SCIM Configuration: Microsoft Entra ID

Here are the different steps to follow in Paradigm in order to configure the automatic user provisioning in Paradigm from Microsoft Entra ID (formerly Azure Active Directory).

Paradigm side

  • Activate SCIM feature instance-wise: Put the config key SCIM_INSTANCE_ACTIVATION to True
  • Have a user with the permissions to manage users in the desired company
  • Create an API key linked to that user

Microsoft side

  • From the Microsoft Admin interface, go to the Identity Administration area (Entra ID)

  • Create a new application in the Identity administration site

  • Select Create your own application, give the name you want and select the 3rd option Integrate any other application you don’t find in the gallery (Non-gallery) and click on Create.

  • Once the application has been created, click on Provisioning

  • Click on + New configuration

  • Configure the provisioning to use the desired Paradigm instance:

    • Tenant URL:

    It should follow the pattern

    https://<paradigm_domain_name>/scim/v2/?aadOptscim062020.
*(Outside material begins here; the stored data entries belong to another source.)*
PR #11199, opened 2021-12-21
Fix CLI race condition saving the config

### LINKED ISSUE #11158: Hang when using Lightning CLI from config file and DDP
## 🐛 Bug

When I use Lightning CLI to instantiate training from a YAML config file with DDP, I got the error below and the process will hang.

> ```RuntimeError: SaveConfigCallback expected xxxx/lightning_logs/version_5/config.yaml to NOT exist. Aborting to avoid overwriting results of a previous run. You can delete the previous config file, set `LightningCLI(save_config_callback=None)` to disable config saving, or set `LightningCLI(save_config_overwrite=True)` to overwrite the config file.```

Ctrl + C will not work. I have to kill the process manually.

    The <paradigm_domain_name> should be replaced by paradigm.lighton.ai to use the LightOn SaaS solution or by the client domain name for on-premise solutions

⚠️ 

The ?aadOptscim062020 flag is currently necessary to fix bugs on Microsoft side. Microsoft is actively working on implementing the related behavior modifications in the default behavior.

More information can be found here

    • Secret token: Put the created Paradigm API key in this field.
    • Click on Test connection to verify the Paradigm instance can be reached and has the SCIM feature available / activated.
    • Click on Create once the test is successful

image

  • Go to the Users and groups area to assign users or a group of users to the application

  • Go to the Attribute mapping area and set the Provision Microsoft Entra ID Groups to No (disabled)
💡 The mapping of groups is currently not supported in Paradigm. The provisioning can only be used to manage users not the groups they are part of, so in our case the LightOn Paradigm authorized users group will not be created in Paradigm. The request will be refused if Microsoft Entra ID tries to.
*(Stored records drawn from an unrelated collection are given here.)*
PR #11201, opened 2021-12-21
Move `epoch_{start,end}` hooks from `TrainingEpochLoop` to `FitLoop`

carmocca:
## What does this PR do?

The `TrainingEpochLoop` (a loop over batches) currently calls the epoch start/end hooks.

These should be called by `FitLoop` instead (a loop over epochs). Note how we currently access the parent progress with `self.trainer.fit_loop.epoch_progress...` which is a clear indicator that the structure is not correct.

This PR fixes it.

None

## Before submitting

## PR review

cc @borda @justusschock @awaelchli @akihironitta @rohitgr7 @carmocca @ninginthecloud @ananthsub


pytorch_lightning/callbacks/progress/tqdm_progress.py
```diff
@@ -261,14 +261,14 @@ def on_validation_start(self, trainer, pl_module):
     def on_validation_batch_end(self, trainer, pl_module, outputs, batch, batch_idx, dataloader_idx):
         if self._should_update(self.val_batch_idx):
             _update_n(self.val_progress_bar, self.val_batch_idx)
-            if trainer.state.fn == pl.trainer.states.TrainerFn.FITTING:
+            if trainer.state.fn == "fit":
```
kaushikb11, line 264: Curious. Why change this?

kaushikb11 (approved):

pytorch_lightning/callbacks/progress/tqdm_progress.py
carmocca: This was missed in the previous PR, the change is consistent with the reasoning here: https://github.com/PyTorchLightning/pytorch-lightning/pull/11213#discussion_r779514176

pytorch_lightning/loops/fit_loop.py
```diff
@@ -221,27 +228,76 @@ def on_advance_start(self) -> None:  # type: ignore[override]
...
-            self.global_step += 1
+            self._outputs = self.epoch_loop.run(data_fetcher)
 
     def on_advance_end(self) -> None:
+        # inform logger the batch loop has finished
+        self.trainer.logger_connector.epoch_end_reached()
+
+        # get the model and call model.training_epoch_end
+        model = self.trainer.lightning_module
+        if is_overridden("training_epoch_end", model) and self._outputs:
```
rohitgr7, line 256: quick ques: what if the user stores the outputs in some state variables within `training_step` and returns only the loss for some reason. Should it avoid calling `training_epoch_end` in such a case too? maybe they could still use `training_epoch_end` hook and clean up their cache manually.

carmocca: There's `on_train_epoch_end` for that. Doing that in `training_epoch_end` would be inefficient because then we save all losses for nothing.

Note also that this condition is copied verbatim from where it was.

justusschock (approved):

rohitgr7 (approved):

  • In the Attribute mapping area, check what is used for the emails[type eq "work"].value attribute, we advise to use the userPrincipalName to avoid forgetting to fill the mail microsoft field when creating a user (used by default for SCIM in Entra ID)
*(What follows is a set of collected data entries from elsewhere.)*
PR #9310, opened 2021-09-03
fix progress bar restart with fault-tolerant training enabled

awaelchli:
## What does this PR do?

Fixes a TODO in #9130 

The progress bar callback did not resume correctly, because of two reasons:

    You can find the suggested attributes configuration for users in the image below

  • Go back to the Overview and click on Start provisioning

Expected behavior with this configuration

Here is a table summarizing the expected behaviors in Paradigm following an action in Microsoft Entra ID:

Microsoft Entra ID action Paradigm behavior
create a new user and assign him/her to the group assigned to Paradigm creates the related account in Paradigm
modify an information about the user in Microsoft Entra ID the change will be forwarded to Paradigm if it touches to an attribute which is used by Paradigm
delete a user from the Entra ID administration panel it will deactivate the user in Paradigm as well as modifying the username and email to be restored if needed
permanently delete a user from the Entra ID administration panel the user will be deactivated and anonymized in Paradigm.